32801182, Appl Environ Microbiol. 2020 Oct 1;86(20). pii: AEM.01651-20. doi: 10.1128/AEM.01651-20. Print 2020 Oct 1.

Title

Sharing a beta-Glucan Meal: Transcriptomic Eavesdropping on a Bacteroides ovatus-Subdoligranulum variabile-Hungatella hathewayi Consortium.

Author

Centanni M, Sims IM, Bell TJ, Biswas A, Tannock GW

Abstract

Whole-transcriptome analysis was used to investigate the molecular interplay between three bacterial species that are members of the human gut microbiota. Bacteroides ovatus, Subdoligranulum variabile, and Hungatella hathewayi formed associations in cocultures fed barley beta-glucan, a constituent of dietary fiber. B. ovatus depolymerized beta-glucan and released, but did not utilize, 3-O-beta-cellobiosyl-d-glucose (DP3) and 3-O-beta-cellotriosyl-d-glucose (DP4). These oligosaccharides provided growth substrates for S. variabile and H. hathewayi with a preference for DP4 in the case of the latter species. There was increased transcription of a B. ovatus mixed-linkage-beta-glucan utilization locus, as well as carbohydrate transporters in S. variabile and H. hathewayi when in batch coculture. Increased transcription of the beta-glucan utilization locus did not occur in continuous culture. Evidence for interactions relating to provision of cobalamin, alterations to signaling, and modulation of the "stringent response" (an adaptation to nutrient deprivation) were detected. Overall, we established a bacterial consortium based on barley beta-glucan in vitro, which can be used to investigate aspects of the functional blueprint of the human gut microbiota.IMPORTANCE The microbial community, mostly composed of bacterial species, residing in the human gut degrades and ferments polysaccharides derived from plants (dietary fiber) that would not otherwise be digested.

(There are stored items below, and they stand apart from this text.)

PR #165, opened 2015-05-22
Make Sinatra::NotFound error a warning

rwz:
Right now Rollbar reports this as a critical error by default.


brandur:
I wouldn't think that this should bubble outside of Sinatra in a production environment right? So I guess it's mostly an issue if Rollbar is enabled and the Rack env is development?

PR #194, opened 2026-09-10
H2 to main: main merged in, with one gate deliberately left red

diegokingston:
**#170 (H2) with `main` merged in.** Raised against `feat/pro-concrete-h1`, which has since landed on main, so this resolves the five conflicts and the one consequence they expose.

Open it alongside #170 — the 66 commits of H2 are reviewed there. What is new here is the merge.

## The four mechanical conflicts

**`e2e-hooks.ts`, `history.svelte.ts`** — additive on both sides. H2's `rebarSelection` hook and its snapshot `exports`/`manualEdits`; main's `selectedNodeIds`, `nodeMarkerRadius`, `jointMeshCount` and `jointDesigns`. All kept.

**`pt.ts`** — three-way on keys, the method #191 established, because a union is wrong here for the same reason it was there. **Measured before resolving:** H2 adds 188 keys, **none** already in main, and changes 2 values, **neither** touched by main. No judgement call existed to be made. Result asserted rather than eyeballed: **5281 unique keys** (5093 + 188), **zero duplicates**.

**`DocumentsSection.svelte`** — H2's side: it moved the three exporters out to `document-exports.ts` while main's side still had them inline. Main's only edit to that file was making `exportXlsx` async — which is the second commit here.

## `ProPanel.svelte` — main's side, and the gate it breaks

Better than it first looks: **both branches carry a phone panel.** This is not "main added mobile, H2 removed it" — they diverged on its design, and main's is the newer one (pill-and-grid, plus the `473ba048` fix for the `ReferenceError` that made the whole PRO phone shell throw on mount). Main's is what ships, so main's side is kept on all four hunks.

**One gate is left failing, deliberately:**

```
GATE: ProPanel was decomposed > stays inside the 600-LOC ceiling
ProPanel.svelte is 1098 lines: expected 1098 to be less than 600
```

H2's decomposition survived — the other three ProPanel gates pass, including *"delegates the catalogue, the overlay and the report assembly"*. What pushes the file over the ceiling is main's phone shell living inline in it.

The remedy the gate is asking for is to extract that shell the way F0 extracted the rest. That is surgery on shipped mobile UI and a decision for its author, not something a merge resolution should decide. `e2e/pro-mobile-shell.spec.ts` is what would verify it. **Left red rather than papered over, and rather than lowering a ceiling that is doing its job.**

## A defect this merge would otherwise have buried

`withExportLog` is synchronous: `run()`, log, return. Correct for the two exports whose `run` writes a blob synchronously. `exportDetailingXlsx` hands it one that returns a **promise** — `exportToExcel` is async — so the wrapper recorded **success the instant the promise was created** and returned. By the time it rejected, the `catch` was gone: the rejection went unhandled and the emission list said a spreadsheet had been written.

That is the one thing that list must never say, and its own header claims otherwise: *"the error is re-thrown to the caller so the panel can show it; recording is not swallowing."* True of two exports out of three.

`main` had reached the same fault from the other side, making `exportXlsx` async with an `await`. **That fix did not survive H2 moving the exporters into `document-exports.ts`** — exactly the kind of loss a 183-file merge makes invisible. Repaired in the wrapper rather than at the call site, so the next async exporter inherits it.

Two tests, both directions verified: forcing the async branch off turns exactly those two red and leaves the other thirteen green. **The thirteen pre-existing tests stayed green with this broken**, which is how it survived.

## Gates

`typecheck` **473 = main's baseline**, no new type errors.

**Unit suite: 8675 pass, 2 fail** (470 files).

| Failure | Status |
|---|---|
| `rc-design-gates` — ProPanel 600-LOC ceiling | **The one above.** Deliberate; needs the phone shell extracted. |
| `shed-bracing` — `Test timed out in 5000ms` | Pre-existing on main, untouched by H2, fixed in **#186**. |

Nothing else in the suite moved.

## Order

**#192** stacks on H2 and carries two documentation fixes from reviewing #170. **#190** is independent and already targets main.

https://claude.ai/code/session_01L67REmkuj14xQGpVujp5z9


diegokingston:
Superseded: these two commits are now on `feat/pro-concrete-h2` itself, so **#170** carries them and stays the single PR for H2.

This branch existed for no good reason. #191 needed one because `feat/pro-steel-family` was checked out in another worktree and could not be pushed to; I reused the pattern here without rechecking that the reason still applied. It did not — `feat/pro-concrete-h2` was free, and the update was a fast-forward.

Splitting them cost something real: #170 carries the audit findings, the eight phases, the regression diagnosis, the classified e2e failures and the green `run-e2e` CI run, and this PR's description covered five merge conflicts. Keeping both would have meant neither was complete on its own.

Everything described here now applies to #170:

- the four mechanical conflicts (`e2e-hooks`, `history`, `pt.ts` by three-way key merge, `DocumentsSection`)
- `ProPanel.svelte` resolved to main's side, and the 600-LOC gate left deliberately red because main's phone shell lives inline in it
- the `withExportLog` fix: a failed XLSX export was being logged as a spreadsheet that exists

PR #196, opened 2026-09-11
Section reinforcement design: the half of #189 that never got pushed

Batuis:
Fourteen commits that were written but never pushed, so #189 merged only the first half of this work — plus everything that came out of testing what it restored.

## What was live on `main` and is fixed here

**A spiral column got ACI's φ, not CIRSOC's.** `phiC = spiral ? 0.75 : 0.65`; CIRSOC 201-2005 §9.3.2.2 gives a spiral 0.70. Capacity read about 7 % high — the unconservative direction.

**The rectangular column sized off a straight line**, interpolating the interaction diagram instead of reading it. A nine-point sweep put the result between 71 % and 171 % of the steel actually required.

In this way, the collective metabolic actions of community members extract additional energy from the human diet. While the variety of bacteria present in the microbial community is well known, the formation of bacterial consortia, and the consequent interactions that result in the digestion of dietary polysaccharides, has not been studied extensively. The importance of our work was the establishment, under laboratory conditions, of a consortium of gut bacteria that formed around a dietary constituent commonly present in cereals. This enabled the metabolic interplay between the bacterial species to be studied. This kind of knowledge is required to construct an interactive, metabolic blueprint of the microbial community that inhabits the human gut.